ABOUT THIS TASK -
Write the data out again, matching every line exactly.

Saved entries -
+ + + +

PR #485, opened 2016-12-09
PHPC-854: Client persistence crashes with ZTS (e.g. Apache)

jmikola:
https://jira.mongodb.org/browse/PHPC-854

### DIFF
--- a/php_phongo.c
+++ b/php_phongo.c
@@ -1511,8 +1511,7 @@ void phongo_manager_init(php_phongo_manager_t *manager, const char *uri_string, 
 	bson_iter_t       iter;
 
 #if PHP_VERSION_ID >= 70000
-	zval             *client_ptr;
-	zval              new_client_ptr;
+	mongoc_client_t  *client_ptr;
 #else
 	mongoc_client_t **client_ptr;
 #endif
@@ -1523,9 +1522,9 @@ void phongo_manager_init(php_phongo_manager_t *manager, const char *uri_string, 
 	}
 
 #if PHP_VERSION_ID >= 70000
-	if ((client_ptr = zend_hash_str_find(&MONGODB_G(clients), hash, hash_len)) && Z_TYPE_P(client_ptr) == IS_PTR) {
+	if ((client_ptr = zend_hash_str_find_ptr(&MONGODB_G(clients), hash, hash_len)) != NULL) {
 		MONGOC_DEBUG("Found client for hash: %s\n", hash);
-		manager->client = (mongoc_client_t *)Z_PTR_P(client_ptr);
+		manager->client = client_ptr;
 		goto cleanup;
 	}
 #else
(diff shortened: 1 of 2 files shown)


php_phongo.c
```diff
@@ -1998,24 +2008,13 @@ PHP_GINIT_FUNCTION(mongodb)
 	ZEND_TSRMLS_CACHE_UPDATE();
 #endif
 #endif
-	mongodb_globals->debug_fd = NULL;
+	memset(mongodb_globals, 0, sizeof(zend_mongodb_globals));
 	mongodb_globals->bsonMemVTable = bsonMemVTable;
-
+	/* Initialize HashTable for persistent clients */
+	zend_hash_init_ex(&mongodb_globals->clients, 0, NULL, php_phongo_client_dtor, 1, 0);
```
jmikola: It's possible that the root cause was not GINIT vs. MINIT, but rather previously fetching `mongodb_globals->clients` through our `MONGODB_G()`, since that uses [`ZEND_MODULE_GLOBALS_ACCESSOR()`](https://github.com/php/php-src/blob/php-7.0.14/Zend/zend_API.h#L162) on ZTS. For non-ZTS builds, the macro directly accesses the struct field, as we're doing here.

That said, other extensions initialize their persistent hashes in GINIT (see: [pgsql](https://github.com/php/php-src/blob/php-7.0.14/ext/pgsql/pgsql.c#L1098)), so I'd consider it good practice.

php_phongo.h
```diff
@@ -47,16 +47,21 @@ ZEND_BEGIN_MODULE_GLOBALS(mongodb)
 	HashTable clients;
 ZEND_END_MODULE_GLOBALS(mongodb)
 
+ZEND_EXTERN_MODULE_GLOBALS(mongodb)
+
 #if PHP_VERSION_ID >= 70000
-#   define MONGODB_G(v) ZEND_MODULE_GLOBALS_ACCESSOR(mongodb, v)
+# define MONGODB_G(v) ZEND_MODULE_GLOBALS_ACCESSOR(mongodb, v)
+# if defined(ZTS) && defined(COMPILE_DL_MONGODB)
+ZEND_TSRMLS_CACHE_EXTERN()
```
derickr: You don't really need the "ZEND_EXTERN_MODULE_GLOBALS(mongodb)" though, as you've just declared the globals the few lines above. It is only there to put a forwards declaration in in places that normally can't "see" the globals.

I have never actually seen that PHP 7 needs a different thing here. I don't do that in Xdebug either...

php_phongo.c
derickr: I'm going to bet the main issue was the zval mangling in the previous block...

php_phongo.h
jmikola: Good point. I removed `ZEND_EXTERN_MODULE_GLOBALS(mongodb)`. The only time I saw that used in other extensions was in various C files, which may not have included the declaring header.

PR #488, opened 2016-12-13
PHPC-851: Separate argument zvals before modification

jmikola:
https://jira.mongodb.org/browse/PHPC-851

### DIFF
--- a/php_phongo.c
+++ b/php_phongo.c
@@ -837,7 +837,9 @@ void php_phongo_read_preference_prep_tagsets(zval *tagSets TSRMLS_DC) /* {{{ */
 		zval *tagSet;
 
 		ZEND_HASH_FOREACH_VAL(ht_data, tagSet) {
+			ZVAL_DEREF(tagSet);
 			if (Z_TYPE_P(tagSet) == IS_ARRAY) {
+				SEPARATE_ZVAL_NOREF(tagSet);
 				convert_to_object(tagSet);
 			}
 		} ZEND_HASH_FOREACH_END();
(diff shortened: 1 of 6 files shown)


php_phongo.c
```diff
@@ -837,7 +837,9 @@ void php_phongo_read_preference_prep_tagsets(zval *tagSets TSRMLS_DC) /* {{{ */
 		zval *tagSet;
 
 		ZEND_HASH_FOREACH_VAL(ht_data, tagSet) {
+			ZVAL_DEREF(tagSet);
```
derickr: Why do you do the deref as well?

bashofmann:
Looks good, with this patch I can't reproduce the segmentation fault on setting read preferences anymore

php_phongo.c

+ + + +

SOLUTION TO THIS PROBLEM -
PR #485, opened 2016-12-09
PHPC-854: Client persistence crashes with ZTS (e.g. Apache)

jmikola:
https://jira.mongodb.org/browse/PHPC-854

### DIFF
--- a/php_phongo.c
+++ b/php_phongo.c
@@ -1511,8 +1511,7 @@ void phongo_manager_init(php_phongo_manager_t *manager, const char *uri_string, 
 	bson_iter_t       iter;
 
 #if PHP_VERSION_ID >= 70000
-	zval             *client_ptr;
-	zval              new_client_ptr;
+	mongoc_client_t  *client_ptr;
 #else
 	mongoc_client_t **client_ptr;
 #endif
@@ -1523,9 +1522,9 @@ void phongo_manager_init(php_phongo_manager_t *manager, const char *uri_string, 
 	}
 
 #if PHP_VERSION_ID >= 70000
-	if ((client_ptr = zend_hash_str_find(&MONGODB_G(clients), hash, hash_len)) && Z_TYPE_P(client_ptr) == IS_PTR) {
+	if ((client_ptr = zend_hash_str_find_ptr(&MONGODB_G(clients), hash, hash_len)) != NULL) {
 		MONGOC_DEBUG("Found client for hash: %s\n", hash);
-		manager->client = (mongoc_client_t *)Z_PTR_P(client_ptr);
+		manager->client = client_ptr;
 		goto cleanup;
 	}
 #else
(diff shortened: 1 of 2 files shown)


php_phongo.c
```diff
@@ -1998,24 +2008,13 @@ PHP_GINIT_FUNCTION(mongodb)
 	ZEND_TSRMLS_CACHE_UPDATE();
 #endif
 #endif
-	mongodb_globals->debug_fd = NULL;
+	memset(mongodb_globals, 0, sizeof(zend_mongodb_globals));
 	mongodb_globals->bsonMemVTable = bsonMemVTable;
-
+	/* Initialize HashTable for persistent clients */
+	zend_hash_init_ex(&mongodb_globals->clients, 0, NULL, php_phongo_client_dtor, 1, 0);
```
jmikola: It's possible that the root cause was not GINIT vs. MINIT, but rather previously fetching `mongodb_globals->clients` through our `MONGODB_G()`, since that uses [`ZEND_MODULE_GLOBALS_ACCESSOR()`](https://github.com/php/php-src/blob/php-7.0.14/Zend/zend_API.h#L162) on ZTS. For non-ZTS builds, the macro directly accesses the struct field, as we're doing here.

That said, other extensions initialize their persistent hashes in GINIT (see: [pgsql](https://github.com/php/php-src/blob/php-7.0.14/ext/pgsql/pgsql.c#L1098)), so I'd consider it good practice.

php_phongo.h
```diff
@@ -47,16 +47,21 @@ ZEND_BEGIN_MODULE_GLOBALS(mongodb)
 	HashTable clients;
 ZEND_END_MODULE_GLOBALS(mongodb)
 
+ZEND_EXTERN_MODULE_GLOBALS(mongodb)
+
 #if PHP_VERSION_ID >= 70000
-#   define MONGODB_G(v) ZEND_MODULE_GLOBALS_ACCESSOR(mongodb, v)
+# define MONGODB_G(v) ZEND_MODULE_GLOBALS_ACCESSOR(mongodb, v)
+# if defined(ZTS) && defined(COMPILE_DL_MONGODB)
+ZEND_TSRMLS_CACHE_EXTERN()
```
derickr: You don't really need the "ZEND_EXTERN_MODULE_GLOBALS(mongodb)" though, as you've just declared the globals the few lines above. It is only there to put a forwards declaration in in places that normally can't "see" the globals.

I have never actually seen that PHP 7 needs a different thing here. I don't do that in Xdebug either...

php_phongo.c
derickr: I'm going to bet the main issue was the zval mangling in the previous block...

php_phongo.h
jmikola: Good point. I removed `ZEND_EXTERN_MODULE_GLOBALS(mongodb)`. The only time I saw that used in other extensions was in various C files, which may not have included the declaring header.

PR #488, opened 2016-12-13
PHPC-851: Separate argument zvals before modification

jmikola:
https://jira.mongodb.org/browse/PHPC-851

### DIFF
--- a/php_phongo.c
+++ b/php_phongo.c
@@ -837,7 +837,9 @@ void php_phongo_read_preference_prep_tagsets(zval *tagSets TSRMLS_DC) /* {{{ */
 		zval *tagSet;
 
 		ZEND_HASH_FOREACH_VAL(ht_data, tagSet) {
+			ZVAL_DEREF(tagSet);
 			if (Z_TYPE_P(tagSet) == IS_ARRAY) {
+				SEPARATE_ZVAL_NOREF(tagSet);
 				convert_to_object(tagSet);
 			}
 		} ZEND_HASH_FOREACH_END();
(diff shortened: 1 of 6 files shown)


php_phongo.c
```diff
@@ -837,7 +837,9 @@ void php_phongo_read_preference_prep_tagsets(zval *tagSets TSRMLS_DC) /* {{{ */
 		zval *tagSet;
 
 		ZEND_HASH_FOREACH_VAL(ht_data, tagSet) {
+			ZVAL_DEREF(tagSet);
```
derickr: Why do you do the deref as well?

bashofmann:
Looks good, with this patch I can't reproduce the segmentation fault on setting read preferences anymore

php_phongo.c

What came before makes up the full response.